Но не успел он упасть, как маркиз уже вцепился мне в горло. Я ударил его коленом в пах, и он разжал руки. Мне удалось, опершись на него, вскарабкаться на шаткий деревянный парапет. Высоты я не боюсь, но прыжки в бездну вызывают у меня некоторые сомнения. Прямо подо мной, на расстоянии ста футов, лежали скалы, из которых поднимался город. Если упаду по прямой, то там и погибну. Описать в воздухе дугу, подобно реликварию, не удастся. Все корабли были пришвартованы плотно друг к другу (для надежности), корабль дожа стоял к берегу ближе всех. У меня был шанс упасть в воду, если бы только я смог прыгнуть как следует.

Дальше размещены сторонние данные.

PR #6096, opened 2021-12-27
feat(application-templates-driving-license): allow only one active application

arnorhs:
## What

There is now only a single active (draft) application / payment application per user - this is loosely based on the approach taken by the parental leave application.

## Why

We are having issues helping people and debug issues, when people have multiple applications. Currently people are creating new applications when something isn't working, which is fine for the first, prerequisites step, but fails for eg. when you have something payable or ok for submission.

This addresses the issue by allowing you as many times to create a new application in the prerequisite step, as long as you don't have an active application ongoing.

## Todo:
- [ ] add some tests to make sure the state transition goes ok
- [ ] fix issues where people with a saved state don't accidentally get taken too far in the application

## Checklist:


kksteini (approved):
LGTM

PR #6097, opened 2021-12-28
fix(auth-nest-tools): Use x-orginal-forwarded-for for ip in audit logs

dabbeg:
island-is/infrastructure#1003

## What

Use correct source ip of client in audit logs.
X-Real-Ip has either 127.0.0.1 or cloudfront ip

## Checklist:

### DIFF
--- a/libs/auth-nest-tools/src/lib/jwt.strategy.ts
+++ b/libs/auth-nest-tools/src/lib/jwt.strategy.ts
@@ -54,7 +54,11 @@ export class JwtStrategy extends PassportStrategy(Strategy) {
         nationalId: actor.nationalId,
         scope: this.parseScopes(actor.scope),
       },
-      ip: String(request.headers['x-real-ip']) ?? request.ip,
+      ip: String(
+        request.headers['x-original-forwarded-for'] ??
+          request.headers['x-real-ip'] ??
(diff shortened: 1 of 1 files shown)


Snojo (approved):

libs/auth-nest-tools/src/lib/jwt.strategy.ts
```diff
@@ -54,7 +54,11 @@ export class JwtStrategy extends PassportStrategy(Strategy) {
         nationalId: actor.nationalId,
         scope: this.parseScopes(actor.scope),
       },
-      ip: String(request.headers['x-real-ip']) ?? request.ip,
+      ip: String(
+        request.headers['x-original-forwarded-for'] ??
+          request.headers['x-real-ip'] ??
+          request.ip,
+      ),
```
eirikurn, line 61: Can you please post links proving that our infrastructure always sets/overrides these headers? I.e. that our users aren't able to spoof their IP address by just changing a header.

dabbeg: I see that the X-Original-Forwarded-For is overwritten for all ingress routes in the nginx config but it is undocumented so I will not go further with this approach. Too risky.

PR #6098, opened 2021-12-28
feat(user-profile): Client scope migration

rafnarnason:
# ...

## What

creating client and scope as described here https://docs.devland.is/libs/auth-api-lib/seeders#creating-clients

## Why

for internal communications between user profile and user notifications apis

## Screenshots / Gifs

## Checklist:


libs/auth-api-lib/seeders/data/client-scope-user-profile-notifications.ts
```diff
@@ -0,0 +1,17 @@
+import { compose, createClient, createScope } from './helpers'
+
+export const up = compose(
+  createClient({
+    clientId: '@island.is/system/notifications',
+    clientType: 'machine',
+    displayName: 'Notifications machine client',
+    description: '',
+    allowedScopes: ['@island.is/user-profile:admin'],
```
eirikurn, line 9: This will break because the scope doesn't exist yet. addToClient below is enough.

eirikurn (approved):

libs/auth-api-lib/seeders/data/client-scope-user-profile-notifications.ts
rafnarnason: so empty array at that point => "allowedScopes: []," ?

eirikurn: Yeah. I guess you can just the field.

PR #6099, opened 2021-12-29
ci: Retry if cache fails

dabbeg:
island-is/infrastructure#1017

## What

Bake in retry mechanism for the cache actions in our CI

It's not ideal that we need a second step after the cache action to check if it failed or not but composite actions do not yet support continue-on-error.

## Why

Because our cache action was failing with 500 every now and then.

## Checklist:


pshomov (approved):
Excellent!

PR #6105, opened 2022-01-03
fix(user-notification): Change to default swagger path

maggisk:
The openapi json schema path is generated by adding '-json' to the
swagger path. By having the swagger path on the root the openapi schema
is hosted on /-json which doesn't make any sense


rafnarnason (approved):
lgtm

PR #6110, opened 2022-01-03
fix(skilavottord): fix ingress path for ws

darrikonn:
# Fix ingress path for ws

## What

Fix ingress path for ws

## Why

Otherwise next-auth won't be able to handle auth, since it relies on the auth handling being at route `/api/auth/...`

## Checklist:


qdd1 (approved):

dabbeg (approved):
LGTM

PR #6117, opened 2022-01-04
feat(application-templates-driving-license): Changes to the payment field

arnorhs:
## What

Single custom field in the application system for both redirecting, and waiting and submitting the application after payment. Should be easy to extract into a shared field now.

## Why

There's a lot of fragile glue code required to have the redirect flow / UI and the behaviour of things to be nice as it stands. This should make it so it's easier for different teams who end up copying this to re-use the UI etc.

## Checklist:


kksteini (approved):
LGTM

PR #6295, opened 2022-01-18
fix(web): Stricter lang toggling and news added to lang toggle

kksteini:
A user on an icelandic news article presses the `EN` button to switch to english.
User is thrown to -> `/en/news` even though the english version of the news article exists.

The language toggler was missing the contentful id for path lookup on switching.

Added a stricter check for toggles.
Some content models auto generate slugs from the title and that auto generation is triggered for both locales even if only the icelandic title is given.

21 out of 23 content models who have slugs also have a title so adding this check adds some robustness. Work is underway to standardize the other two content models to have a 'title' field instead of their respective custom ones, 'pageTitle' and 'question'.

The two content models in question, `Open Data Page` and `SupportQNA` are not relying on this functionality at the moment so introducing this check at this stage is OK.

## Checklist:


JuliusGG (approved):
lgtm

Карабкаться умею, даже вниз. С прыжками сложнее. Пришлось закрыть глаза и подпрыгнуть, почувствовав, что Бонифаций пытается схватить меня за ногу. Меня обдуло холодным ночным ветром. Время замедлило ход. Я летел вверх и вперед, а потом, как мне показалось, надолго завис в столкнувшихся воздушных потоках. И тут меня захлестнуло ощущение полной пустоты подо мной. Я начал падать, не зная, куда приземлюсь и приземлюсь ли вообще, и в эту секунду с облегчением понял, что потребность в мести окончательно меня покинула. Хотелось лишь одного — в последний раз обнять Джамилю.
69
Важный разговор прервался, когда какой-то предмет упал на балдахин; но не успел прозвучать приказ матросам взобраться по веревке и достать таинственный снаряд, как грянула еще одна неожиданность, большего масштаба — пришлось возиться со мной. Я упал в воду в ста футах от корабля. Капитан послал за мной баркас и попытался сделать так, чтобы все важные лица обо мне тут же забыли.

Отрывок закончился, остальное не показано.